▸ **PROBLEM REQUIREMENTS**
Which lines of the entries hold the string "database"? Copy each one.

----- ENTRIES SUPPLIED

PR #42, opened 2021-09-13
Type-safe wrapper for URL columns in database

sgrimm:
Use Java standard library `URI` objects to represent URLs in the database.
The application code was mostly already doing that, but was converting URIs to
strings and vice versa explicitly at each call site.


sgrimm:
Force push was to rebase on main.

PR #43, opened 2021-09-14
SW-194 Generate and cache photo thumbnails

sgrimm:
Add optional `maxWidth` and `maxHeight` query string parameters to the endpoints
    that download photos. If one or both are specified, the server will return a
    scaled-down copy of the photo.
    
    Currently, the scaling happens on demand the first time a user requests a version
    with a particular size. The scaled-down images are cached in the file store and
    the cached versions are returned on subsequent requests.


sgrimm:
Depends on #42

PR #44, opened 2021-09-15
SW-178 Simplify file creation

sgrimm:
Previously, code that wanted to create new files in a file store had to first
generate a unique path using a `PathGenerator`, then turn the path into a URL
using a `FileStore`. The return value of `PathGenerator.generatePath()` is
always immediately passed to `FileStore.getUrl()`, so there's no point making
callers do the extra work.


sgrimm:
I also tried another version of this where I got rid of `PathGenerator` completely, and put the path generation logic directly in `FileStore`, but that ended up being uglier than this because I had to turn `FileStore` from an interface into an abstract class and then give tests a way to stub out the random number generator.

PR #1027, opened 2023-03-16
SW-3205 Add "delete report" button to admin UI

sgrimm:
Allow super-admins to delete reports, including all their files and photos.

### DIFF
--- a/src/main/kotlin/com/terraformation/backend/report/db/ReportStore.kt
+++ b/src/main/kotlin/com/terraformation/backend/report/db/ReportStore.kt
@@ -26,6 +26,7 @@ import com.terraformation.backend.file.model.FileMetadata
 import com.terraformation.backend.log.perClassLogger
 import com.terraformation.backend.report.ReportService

----------

▸ **RESPONSE BELOW**
Type-safe wrapper for URL columns in database
Use Java standard library `URI` objects to represent URLs in the database.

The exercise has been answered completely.